*Exercise objective*: Only one portion of the data is to be written out: from the line bearing "PR #26885, opened 2024-03-12" through the line bearing "EugeniyKiyashko: This too.". Write it exactly as it appears.

[Collected data entries]
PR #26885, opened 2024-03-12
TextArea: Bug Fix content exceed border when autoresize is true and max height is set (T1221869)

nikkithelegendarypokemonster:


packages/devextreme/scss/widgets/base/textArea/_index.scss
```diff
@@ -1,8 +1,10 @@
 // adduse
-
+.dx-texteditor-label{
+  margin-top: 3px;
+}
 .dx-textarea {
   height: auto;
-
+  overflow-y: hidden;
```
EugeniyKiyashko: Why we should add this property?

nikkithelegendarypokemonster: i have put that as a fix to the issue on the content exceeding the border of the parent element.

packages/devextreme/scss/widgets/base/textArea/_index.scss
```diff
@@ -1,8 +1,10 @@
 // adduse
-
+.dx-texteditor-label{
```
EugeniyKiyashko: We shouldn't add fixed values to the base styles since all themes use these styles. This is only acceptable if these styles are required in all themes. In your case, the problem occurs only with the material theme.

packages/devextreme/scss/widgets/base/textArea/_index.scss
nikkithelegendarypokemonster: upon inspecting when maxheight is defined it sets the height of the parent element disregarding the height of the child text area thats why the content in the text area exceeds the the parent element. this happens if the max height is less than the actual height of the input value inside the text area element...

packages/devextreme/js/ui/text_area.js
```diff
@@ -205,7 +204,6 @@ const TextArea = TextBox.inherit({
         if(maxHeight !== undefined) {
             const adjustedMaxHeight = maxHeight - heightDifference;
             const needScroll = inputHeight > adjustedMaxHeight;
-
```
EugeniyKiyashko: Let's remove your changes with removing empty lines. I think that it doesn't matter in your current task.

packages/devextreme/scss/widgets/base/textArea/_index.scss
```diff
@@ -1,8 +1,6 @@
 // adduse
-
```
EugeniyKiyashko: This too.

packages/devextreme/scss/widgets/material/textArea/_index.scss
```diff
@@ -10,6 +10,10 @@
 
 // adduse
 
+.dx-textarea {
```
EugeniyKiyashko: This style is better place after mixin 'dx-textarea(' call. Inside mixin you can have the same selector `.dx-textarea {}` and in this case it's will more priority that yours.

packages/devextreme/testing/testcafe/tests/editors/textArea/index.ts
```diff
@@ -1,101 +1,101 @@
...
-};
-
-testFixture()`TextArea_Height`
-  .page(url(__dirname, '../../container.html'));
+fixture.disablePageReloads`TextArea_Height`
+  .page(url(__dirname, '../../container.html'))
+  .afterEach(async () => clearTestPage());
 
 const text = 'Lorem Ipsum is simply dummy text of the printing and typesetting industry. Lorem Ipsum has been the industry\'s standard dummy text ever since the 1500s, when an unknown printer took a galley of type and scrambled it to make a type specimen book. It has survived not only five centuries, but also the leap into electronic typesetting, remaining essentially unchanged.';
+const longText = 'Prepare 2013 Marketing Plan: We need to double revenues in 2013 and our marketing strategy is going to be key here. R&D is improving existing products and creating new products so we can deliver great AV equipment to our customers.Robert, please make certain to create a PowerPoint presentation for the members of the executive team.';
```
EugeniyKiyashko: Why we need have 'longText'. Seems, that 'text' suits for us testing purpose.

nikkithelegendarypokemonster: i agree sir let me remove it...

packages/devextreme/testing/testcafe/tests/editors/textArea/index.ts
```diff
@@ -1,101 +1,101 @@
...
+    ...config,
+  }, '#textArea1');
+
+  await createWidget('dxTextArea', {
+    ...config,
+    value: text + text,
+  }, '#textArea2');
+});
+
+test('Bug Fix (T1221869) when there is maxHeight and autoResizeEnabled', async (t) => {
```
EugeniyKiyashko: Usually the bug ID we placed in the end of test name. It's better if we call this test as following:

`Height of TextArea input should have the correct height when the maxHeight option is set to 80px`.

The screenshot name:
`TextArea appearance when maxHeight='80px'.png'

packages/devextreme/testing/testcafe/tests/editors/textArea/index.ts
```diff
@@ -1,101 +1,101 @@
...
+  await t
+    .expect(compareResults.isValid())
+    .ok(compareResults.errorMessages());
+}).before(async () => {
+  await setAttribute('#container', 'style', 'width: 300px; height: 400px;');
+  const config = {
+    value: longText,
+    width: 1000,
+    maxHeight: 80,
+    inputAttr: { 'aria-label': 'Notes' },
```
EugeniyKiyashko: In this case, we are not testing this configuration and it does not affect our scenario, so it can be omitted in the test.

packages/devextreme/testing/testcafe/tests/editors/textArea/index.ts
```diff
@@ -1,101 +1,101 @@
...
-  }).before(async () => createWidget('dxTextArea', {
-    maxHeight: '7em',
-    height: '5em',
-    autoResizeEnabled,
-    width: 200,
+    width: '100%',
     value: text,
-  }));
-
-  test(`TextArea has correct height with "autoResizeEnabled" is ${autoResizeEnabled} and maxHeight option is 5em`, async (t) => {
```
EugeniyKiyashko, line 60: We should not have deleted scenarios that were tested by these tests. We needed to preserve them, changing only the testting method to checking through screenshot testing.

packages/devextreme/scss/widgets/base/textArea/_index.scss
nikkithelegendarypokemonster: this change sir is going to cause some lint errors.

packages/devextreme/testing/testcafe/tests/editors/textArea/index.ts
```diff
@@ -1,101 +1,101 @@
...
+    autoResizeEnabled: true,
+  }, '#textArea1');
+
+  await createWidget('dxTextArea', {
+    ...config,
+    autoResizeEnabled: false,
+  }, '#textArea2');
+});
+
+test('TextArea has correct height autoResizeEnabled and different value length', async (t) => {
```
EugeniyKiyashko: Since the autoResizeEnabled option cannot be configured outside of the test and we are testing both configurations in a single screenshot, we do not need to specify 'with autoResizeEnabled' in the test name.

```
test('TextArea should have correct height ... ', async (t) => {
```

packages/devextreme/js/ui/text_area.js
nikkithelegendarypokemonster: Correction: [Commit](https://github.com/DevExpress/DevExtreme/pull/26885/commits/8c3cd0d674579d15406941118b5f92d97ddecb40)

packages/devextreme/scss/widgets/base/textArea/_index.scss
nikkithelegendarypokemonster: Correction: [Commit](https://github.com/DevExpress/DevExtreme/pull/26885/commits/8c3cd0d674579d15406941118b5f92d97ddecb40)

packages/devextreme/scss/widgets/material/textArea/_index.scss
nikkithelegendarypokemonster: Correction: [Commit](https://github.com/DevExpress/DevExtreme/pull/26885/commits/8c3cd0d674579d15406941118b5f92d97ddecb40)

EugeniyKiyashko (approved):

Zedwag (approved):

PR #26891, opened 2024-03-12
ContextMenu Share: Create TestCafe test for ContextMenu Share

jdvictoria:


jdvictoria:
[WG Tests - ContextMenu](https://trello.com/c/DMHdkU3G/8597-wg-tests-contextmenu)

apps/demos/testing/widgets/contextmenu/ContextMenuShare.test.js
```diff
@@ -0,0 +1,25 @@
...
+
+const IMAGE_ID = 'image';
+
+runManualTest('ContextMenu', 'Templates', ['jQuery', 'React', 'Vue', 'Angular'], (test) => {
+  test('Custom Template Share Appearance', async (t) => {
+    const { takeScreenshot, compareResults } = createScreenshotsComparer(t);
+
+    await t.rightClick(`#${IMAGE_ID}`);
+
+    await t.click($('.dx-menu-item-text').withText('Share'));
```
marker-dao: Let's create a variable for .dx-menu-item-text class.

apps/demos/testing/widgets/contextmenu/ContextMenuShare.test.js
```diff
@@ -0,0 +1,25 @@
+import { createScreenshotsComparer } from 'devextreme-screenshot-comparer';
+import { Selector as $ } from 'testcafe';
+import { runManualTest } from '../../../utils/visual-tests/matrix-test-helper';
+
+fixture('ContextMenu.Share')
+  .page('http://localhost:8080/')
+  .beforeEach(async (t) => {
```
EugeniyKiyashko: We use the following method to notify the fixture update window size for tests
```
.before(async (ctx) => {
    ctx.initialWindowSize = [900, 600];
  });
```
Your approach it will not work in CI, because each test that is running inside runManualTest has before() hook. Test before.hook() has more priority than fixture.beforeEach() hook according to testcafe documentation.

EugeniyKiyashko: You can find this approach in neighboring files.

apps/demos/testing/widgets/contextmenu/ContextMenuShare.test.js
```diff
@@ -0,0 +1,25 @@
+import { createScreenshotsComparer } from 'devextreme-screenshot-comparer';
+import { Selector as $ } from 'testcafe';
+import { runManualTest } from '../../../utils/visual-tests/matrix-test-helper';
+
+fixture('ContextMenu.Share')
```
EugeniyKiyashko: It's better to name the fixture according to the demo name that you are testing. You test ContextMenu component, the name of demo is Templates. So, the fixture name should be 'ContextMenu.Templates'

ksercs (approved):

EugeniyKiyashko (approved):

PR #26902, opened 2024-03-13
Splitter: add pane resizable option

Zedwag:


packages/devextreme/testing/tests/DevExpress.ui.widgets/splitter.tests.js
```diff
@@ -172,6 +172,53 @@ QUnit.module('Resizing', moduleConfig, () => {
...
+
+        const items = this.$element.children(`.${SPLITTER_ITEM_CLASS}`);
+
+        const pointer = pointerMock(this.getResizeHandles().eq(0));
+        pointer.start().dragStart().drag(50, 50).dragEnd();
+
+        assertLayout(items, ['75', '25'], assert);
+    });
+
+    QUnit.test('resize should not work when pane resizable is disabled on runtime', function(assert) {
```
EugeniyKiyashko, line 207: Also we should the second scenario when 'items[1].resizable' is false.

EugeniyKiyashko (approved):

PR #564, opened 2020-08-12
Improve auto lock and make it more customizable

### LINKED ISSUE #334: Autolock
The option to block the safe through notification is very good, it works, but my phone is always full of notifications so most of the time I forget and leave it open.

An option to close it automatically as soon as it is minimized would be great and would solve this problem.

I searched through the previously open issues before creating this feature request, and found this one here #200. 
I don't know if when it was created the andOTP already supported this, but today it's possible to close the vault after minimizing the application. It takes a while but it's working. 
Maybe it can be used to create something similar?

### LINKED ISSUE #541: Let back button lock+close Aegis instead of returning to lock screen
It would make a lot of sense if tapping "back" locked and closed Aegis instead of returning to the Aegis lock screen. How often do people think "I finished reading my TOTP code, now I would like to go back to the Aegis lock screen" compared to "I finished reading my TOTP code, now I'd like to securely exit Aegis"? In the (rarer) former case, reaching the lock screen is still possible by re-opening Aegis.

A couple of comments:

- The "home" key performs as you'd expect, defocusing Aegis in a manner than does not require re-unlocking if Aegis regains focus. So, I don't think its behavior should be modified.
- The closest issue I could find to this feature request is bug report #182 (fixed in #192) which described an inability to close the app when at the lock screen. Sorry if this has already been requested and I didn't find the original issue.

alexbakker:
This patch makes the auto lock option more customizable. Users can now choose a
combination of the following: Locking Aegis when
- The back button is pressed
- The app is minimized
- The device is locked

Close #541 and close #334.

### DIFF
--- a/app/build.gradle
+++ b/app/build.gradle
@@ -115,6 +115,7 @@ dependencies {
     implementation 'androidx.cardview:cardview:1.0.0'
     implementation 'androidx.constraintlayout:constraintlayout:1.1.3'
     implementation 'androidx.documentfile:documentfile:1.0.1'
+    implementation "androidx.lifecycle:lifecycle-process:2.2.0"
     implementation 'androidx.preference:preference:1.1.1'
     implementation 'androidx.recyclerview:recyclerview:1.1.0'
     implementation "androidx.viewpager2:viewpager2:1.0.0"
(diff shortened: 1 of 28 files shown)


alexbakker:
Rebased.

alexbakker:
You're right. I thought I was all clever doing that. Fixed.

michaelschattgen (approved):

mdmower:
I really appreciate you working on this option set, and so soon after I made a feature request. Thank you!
...
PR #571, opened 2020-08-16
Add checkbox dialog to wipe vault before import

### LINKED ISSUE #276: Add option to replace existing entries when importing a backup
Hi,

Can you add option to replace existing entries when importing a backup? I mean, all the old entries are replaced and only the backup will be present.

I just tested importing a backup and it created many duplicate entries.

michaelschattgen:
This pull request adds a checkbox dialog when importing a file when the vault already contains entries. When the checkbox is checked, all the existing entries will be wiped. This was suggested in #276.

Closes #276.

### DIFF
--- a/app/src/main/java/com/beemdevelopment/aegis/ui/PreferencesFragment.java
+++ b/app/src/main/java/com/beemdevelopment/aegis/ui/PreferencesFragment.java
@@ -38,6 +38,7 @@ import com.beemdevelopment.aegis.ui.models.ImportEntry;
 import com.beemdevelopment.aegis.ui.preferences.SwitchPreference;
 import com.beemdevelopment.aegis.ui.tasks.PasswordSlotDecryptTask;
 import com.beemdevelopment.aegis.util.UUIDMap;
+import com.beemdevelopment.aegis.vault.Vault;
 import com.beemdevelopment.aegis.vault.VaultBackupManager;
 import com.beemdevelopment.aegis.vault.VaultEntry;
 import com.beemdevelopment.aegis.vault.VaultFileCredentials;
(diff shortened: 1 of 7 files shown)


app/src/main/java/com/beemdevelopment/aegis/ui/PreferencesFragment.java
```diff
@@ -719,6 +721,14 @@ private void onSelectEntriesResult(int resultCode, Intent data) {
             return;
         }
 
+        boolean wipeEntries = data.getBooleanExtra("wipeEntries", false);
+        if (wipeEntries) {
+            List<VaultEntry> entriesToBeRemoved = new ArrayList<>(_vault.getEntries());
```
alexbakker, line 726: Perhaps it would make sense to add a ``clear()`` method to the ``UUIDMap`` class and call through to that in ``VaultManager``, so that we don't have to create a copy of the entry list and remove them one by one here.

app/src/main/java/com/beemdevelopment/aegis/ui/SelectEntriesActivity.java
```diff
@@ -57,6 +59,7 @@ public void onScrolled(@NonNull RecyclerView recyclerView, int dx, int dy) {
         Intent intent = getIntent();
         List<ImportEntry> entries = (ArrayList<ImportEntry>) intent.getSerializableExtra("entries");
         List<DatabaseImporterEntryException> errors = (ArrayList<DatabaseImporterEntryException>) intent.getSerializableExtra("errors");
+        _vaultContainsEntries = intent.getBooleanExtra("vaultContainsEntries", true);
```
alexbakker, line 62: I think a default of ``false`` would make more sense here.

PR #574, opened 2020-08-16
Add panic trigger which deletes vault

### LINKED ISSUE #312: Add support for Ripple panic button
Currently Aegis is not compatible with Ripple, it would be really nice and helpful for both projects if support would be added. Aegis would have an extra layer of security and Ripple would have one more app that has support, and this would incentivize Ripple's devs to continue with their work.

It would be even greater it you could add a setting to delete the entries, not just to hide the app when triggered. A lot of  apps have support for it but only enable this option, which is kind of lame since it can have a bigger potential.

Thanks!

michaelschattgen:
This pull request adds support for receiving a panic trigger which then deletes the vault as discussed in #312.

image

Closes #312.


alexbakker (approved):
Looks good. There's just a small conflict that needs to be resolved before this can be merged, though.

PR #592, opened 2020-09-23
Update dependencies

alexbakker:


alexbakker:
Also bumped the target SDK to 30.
--
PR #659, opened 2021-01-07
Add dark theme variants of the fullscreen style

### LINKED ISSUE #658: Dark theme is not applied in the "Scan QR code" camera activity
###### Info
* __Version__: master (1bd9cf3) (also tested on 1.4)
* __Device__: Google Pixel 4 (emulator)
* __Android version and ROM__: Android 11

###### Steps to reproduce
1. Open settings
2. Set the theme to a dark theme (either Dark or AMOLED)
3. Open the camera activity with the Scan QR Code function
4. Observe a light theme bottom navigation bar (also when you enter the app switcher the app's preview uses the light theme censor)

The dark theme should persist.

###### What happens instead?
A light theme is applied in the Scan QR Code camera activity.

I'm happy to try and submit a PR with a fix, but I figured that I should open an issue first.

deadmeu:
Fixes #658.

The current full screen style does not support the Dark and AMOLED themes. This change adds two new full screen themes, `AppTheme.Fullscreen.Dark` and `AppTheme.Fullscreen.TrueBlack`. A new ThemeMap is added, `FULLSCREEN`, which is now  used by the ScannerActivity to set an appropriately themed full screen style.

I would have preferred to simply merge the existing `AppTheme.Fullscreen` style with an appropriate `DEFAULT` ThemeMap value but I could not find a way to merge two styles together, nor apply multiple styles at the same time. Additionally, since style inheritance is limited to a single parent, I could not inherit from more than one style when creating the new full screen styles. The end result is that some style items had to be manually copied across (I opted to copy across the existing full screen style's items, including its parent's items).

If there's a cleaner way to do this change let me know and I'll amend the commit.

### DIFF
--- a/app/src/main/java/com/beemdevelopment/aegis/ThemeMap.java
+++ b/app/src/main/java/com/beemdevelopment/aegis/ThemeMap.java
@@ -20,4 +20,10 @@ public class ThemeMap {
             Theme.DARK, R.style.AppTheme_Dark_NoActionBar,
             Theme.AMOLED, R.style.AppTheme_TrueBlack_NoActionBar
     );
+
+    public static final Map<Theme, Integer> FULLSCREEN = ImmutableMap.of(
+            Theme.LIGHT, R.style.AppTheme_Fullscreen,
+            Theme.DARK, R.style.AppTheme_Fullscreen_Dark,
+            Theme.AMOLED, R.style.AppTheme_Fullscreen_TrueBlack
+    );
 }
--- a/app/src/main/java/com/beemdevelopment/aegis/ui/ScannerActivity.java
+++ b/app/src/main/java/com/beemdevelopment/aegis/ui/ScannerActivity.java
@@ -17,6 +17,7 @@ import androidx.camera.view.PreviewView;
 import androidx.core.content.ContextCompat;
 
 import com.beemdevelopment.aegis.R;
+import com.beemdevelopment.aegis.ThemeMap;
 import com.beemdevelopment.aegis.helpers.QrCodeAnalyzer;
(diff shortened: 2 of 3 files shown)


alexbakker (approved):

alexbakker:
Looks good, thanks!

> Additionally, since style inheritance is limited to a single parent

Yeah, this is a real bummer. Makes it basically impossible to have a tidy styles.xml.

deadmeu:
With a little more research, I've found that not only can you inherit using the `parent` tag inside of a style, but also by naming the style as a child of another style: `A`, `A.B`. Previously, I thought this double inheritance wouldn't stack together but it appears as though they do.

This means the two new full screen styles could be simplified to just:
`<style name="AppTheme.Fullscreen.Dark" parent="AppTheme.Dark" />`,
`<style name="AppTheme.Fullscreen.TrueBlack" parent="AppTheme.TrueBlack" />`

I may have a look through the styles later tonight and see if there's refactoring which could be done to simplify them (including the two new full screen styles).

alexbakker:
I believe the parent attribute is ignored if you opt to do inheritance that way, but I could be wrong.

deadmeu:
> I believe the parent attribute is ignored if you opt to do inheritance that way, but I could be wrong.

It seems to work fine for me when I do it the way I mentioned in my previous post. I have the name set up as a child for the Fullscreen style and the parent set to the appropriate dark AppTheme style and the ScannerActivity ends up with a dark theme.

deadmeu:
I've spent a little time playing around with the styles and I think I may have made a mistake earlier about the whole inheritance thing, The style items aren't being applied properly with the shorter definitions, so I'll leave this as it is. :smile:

*Written answer*:
PR #26885, opened 2024-03-12
TextArea: Bug Fix content exceed border when autoresize is true and max height is set (T1221869)

nikkithelegendarypokemonster:


packages/devextreme/scss/widgets/base/textArea/_index.scss
```diff
@@ -1,8 +1,10 @@
 // adduse
-
+.dx-texteditor-label{
+  margin-top: 3px;
+}
 .dx-textarea {
   height: auto;
-
+  overflow-y: hidden;
```
EugeniyKiyashko: Why we should add this property?

nikkithelegendarypokemonster: i have put that as a fix to the issue on the content exceeding the border of the parent element.

packages/devextreme/scss/widgets/base/textArea/_index.scss
```diff
@@ -1,8 +1,10 @@
 // adduse
-
+.dx-texteditor-label{
```
EugeniyKiyashko: We shouldn't add fixed values to the base styles since all themes use these styles. This is only acceptable if these styles are required in all themes. In your case, the problem occurs only with the material theme.

packages/devextreme/scss/widgets/base/textArea/_index.scss
nikkithelegendarypokemonster: upon inspecting when maxheight is defined it sets the height of the parent element disregarding the height of the child text area thats why the content in the text area exceeds the the parent element. this happens if the max height is less than the actual height of the input value inside the text area element...

packages/devextreme/js/ui/text_area.js
```diff
@@ -205,7 +204,6 @@ const TextArea = TextBox.inherit({
         if(maxHeight !== undefined) {
             const adjustedMaxHeight = maxHeight - heightDifference;
             const needScroll = inputHeight > adjustedMaxHeight;
-
```
EugeniyKiyashko: Let's remove your changes with removing empty lines. I think that it doesn't matter in your current task.

packages/devextreme/scss/widgets/base/textArea/_index.scss
```diff
@@ -1,8 +1,6 @@
 // adduse
-
```
EugeniyKiyashko: This too.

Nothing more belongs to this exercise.